Какой-то шорох за стеной направо… Как будто шорох туфлей… «Должно быть, это старые фланелевые туфли с узорами из бисера…» — подумал я.
Шорох усиливался, приближался…
Ко мне неслышно, незаметно подкрадывался ужас, танцуя и кривляясь на своих тоненьких уродливых ногах. Лицо мое стало бледнеть, глаза мои остановились. И мне казалось, что у меня были живыми только уши. Все чувства умерли, и только уши слышали.
Тихий шорох все рос за стеной. Казалось, кто-то подошел к стене и медленно начал отодвигать и вдвигать ящики комода. Тук! Тук! Шш…
Безжалостно, однообразно стучали ящики комода, вдвигаясь, выдвигаясь. Тук! Тук! Тук!..
Я холодел. Сознание уходило от меня, отодвигаясь вместе с жизнью, и со стенами, и с огоньками догорающих, оплывших свечек, — в бездну…
Старуха… Она стояла на пороге, в одной рубашке, с желтыми костлявыми плечами. Она тряслась.
Мне стало легче. Я сел на диван.
— Он… Он… — шептала мне старуха. — Мой барин… Каждую ночь! Каждую ночь! Мой грех велик, но я страдаю больше, чем того стоит этот грех.
Ее зуб задрожал между синих трясущихся губ.

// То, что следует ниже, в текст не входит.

PR #922, opened 2026-06-20
refactor(coding-agent): trim bundled agents to four canonical role agents

Yeachan-Heo:
## Summary

Reduces GJC's bundled subagent roster to the four canonical role agents — **executor, planner, critic, architect** — at the source level, and deletes the leftover non-canonical agents and their wiring.

Previously the bundled set also shipped `explore`, `plan`, `reviewer`, and the hidden general-purpose `task` agent. The main session defaults to `spawns: "*"`, so the model could spawn `explore`/`task` even though only the four are advertised. These extras are now removed entirely.

## Changes

- **Delete agent definitions**: removed `explore.md`, `plan.md`, `reviewer.md`, `task.md` prompts and their `EMBEDDED_AGENT_DEFS` entries in `task/agents.ts` (and the now-unused `Effort` import).
- **Delete the bundled `review` slash command**: removed `custom-commands/bundled/review/` and `prompts/review-request.md`, and unregistered it from `custom-commands/loader.ts`.
- **Remove the dead `reviewer->explore` spawn gate**: dropped `evaluateReviewerExploreGate` / `ReviewerExploreGateRequest`, both call sites in `task/index.ts`, the unused `#spawningAgentType` field, and stale wording in `task/types.ts` and `prompts/tools/task.md`.
- **Kept** `report_finding` (`tools/review.ts`) — still used by the retained `architect` agent — and the independent `green` (ci-green) command.
- Updated affected tests.

## Verification

- `tsgo` typecheck clean across all workspaces.
- Targeted suites pass (250 tests): `task-bundled-agent-surface`, `task/agent-visibility`, `task/spawn-gate`, `tools/task-simple-mode`, `extensibility/custom-commands/*`, `task/*`, `discovery/*`, `tools/subagent`.
- `rebrand-inventory` now reports `bundledRoleAgents: [architect, critic, executor, planner]` with no unexpected entries.

No project-wide build/publish performed.

PR #3306, opened 2026-07-27
fix(coding-agent): drop an exports entry with no module behind it

10kH:
Found by checking every literal target in every package's `exports` / `main` / `module` / `types` / `bin` against the tree: 158 paths across the workspace, one broken pair.

## Problem

```json
"./extensibility/custom-commands/bundled/review": {
  "types":  "./src/extensibility/custom-commands/bundled/review/index.ts",
  "import": "./src/extensibility/custom-commands/bundled/review/index.ts"
}
```

That file does not exist — `bundled/` contains only `ci-green`. The module was deleted by `56c8970c` *“refactor(coding-agent): trim bundled agents to four canonical role agents (#922)”* and the `exports` entry was left behind.

Nothing in the tree imports the subpath, which is exactly why it survived: no import breaks to signal the drift. What it does affect is the **published surface** — the package declares a subpath that fails to resolve for consumers, and export-surface linters flag entries pointing at missing files.

The sibling is the control: `ci-green` has the identical shape and its file exists, so the pattern is right and only this entry is stale.

## Guard

`sdk-package-exports.test.ts` already asserts specific subpaths are present or deliberately `null`. It now also walks `exports`, `main`, `module`, `types` and `bin`, skips `null` entries and wildcard patterns, and asserts every literal target resolves on disk.

**Proof-first: restoring the stale entry fails that test, naming both offending mappings:**

```
exports/./extensibility/custom-commands/bundled/review/types  -> ./src/.../review/index.ts
exports/./extensibility/custom-commands/bundled/review/import -> ./src/.../review/index.ts
```

## Verification

`bun run check` in `packages/coding-agent` (whole-package biome + tsc): exit 0. `sdk-package-exports.test.ts`: 10 pass / 0 fail.


Yeachan-Heo (approved):
## Signed exact-head verdict — PR #3306 @ `83c77a1d95e45b5732de2f0ab5834861ed12afbc`

**Verdict: APPROVE**

**Scope**: Removes the stale `./extensibility/custom-commands/bundled/review` exports entry from `packages/coding-agent/package.json` (the target file was deleted in `56c8970c` / #922 while the manifest entry was left behind), and adds a generic guard test that walks `exports`/`main`/`module`/`types`/`bin`, skips `null` and wildcard (`*`) targets, and asserts every literal target resolves on disk.

**Verification performed**:
- Confirmed `packages/coding-agent/src/extensibility/custom-commands/bundled/review/index.ts` does not exist anywhere in history after `56c8970c`; `bundled/` contains only `ci-green`.
- Grepped the tree for other references to the removed subpath — none outside the now-fixed `package.json`.
- Confirmed the pre-fix manifest (current dev HEAD `1122e2ced`) still contains the dangling `./extensibility/custom-commands/bundled/review` entry, so the bug is real and reproducible on dev.
- Built native deps and ran `bun test packages/coding-agent/test/sdk-package-exports.test.ts` at the PR head: **10 pass, 0 fail**, including the new "resolves every declared export target to a file that exists" test.
- New test correctly skips `null` values and `*`-containing wildcard patterns before calling `fs.existsSync`, matching the stated behavior.
- CHANGELOG entry accurately describes the fix.

No functional risk: this only shrinks the declared public export surface to match what already worked at runtime (nothing imported the dead subpath). Dev-branch CI at the PR's exact base (`1122e2ced`) is terminal/green, and the PR's own CI is green.

Yeachan-Heo (approved):
**Verdict: APPROVE** — exact head `ccc17cc25c503b10090c71e191efba38ab7dede0`

Rebase-only refresh of the prior exact-head review at `83c77a1d95e45b5732de2f0ab5834861ed12afbc` (APPROVE).

Checks performed:
- **Content identity confirmed, not assumed**: `diff <(git show 83c77a1d --format= -- packages/coding-agent/package.json packages/coding-agent/test/sdk-package-exports.test.ts) <(git show ccc17cc2 --format= -- packages/coding-agent/package.json packages/coding-agent/test/sdk-package-exports.test.ts)` is empty — the PR's own commit is byte-for-byte identical to the version the prior review validated. CHANGELOG.md is intentionally excluded from this file set: its diff context shifted because independently-merged `dev` commits inserted new entries above the same insertion point, which is expected rebase churn, not a content change to this PR's own line.

—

А глаза ее были, как черные ямы.
— Он требует, он хочет, чтоб я пошла в полицию…
— В полицию?
— В полицию… Ведь я его убила. Я думала, у него денег много. Я хотела быть тоже богатой…
Она приблизилась ко мне, желтея в полумраке своими страшными плечами. Ее рубашка колыхалась, обтягивая ее длинное, худое тело.
— У нее тела нет, — подумал я, — у нее кости.
Дыхание захватило у меня. Я стиснул кулаки, готовясь растерзать, если она ко мне приблизится. Она все приближалась. Я готов был от страха убить ее тут же.
А за стеной монотонно и настойчиво стучали ящики комода. Тук! Тук!
— Слышишь? Убила его вечером. Он сидел тут. Я бросилась к нему, скрутила крепкой веревкой его руки. У него маленькие были руки, как у ребенка. И слабые, как у ребенка. Он стал кричать, раскрыв широко рот. А я душила его проволокой. И я втыкала ему гвозди всюду — в виски и в грудь… Тупые, ржавые, погнувшиеся гвозди… Когда он умер, то я стащила его в спальню за ноги и заперла. Он гнил… По дому разносился тяжелый запах. А денег не было.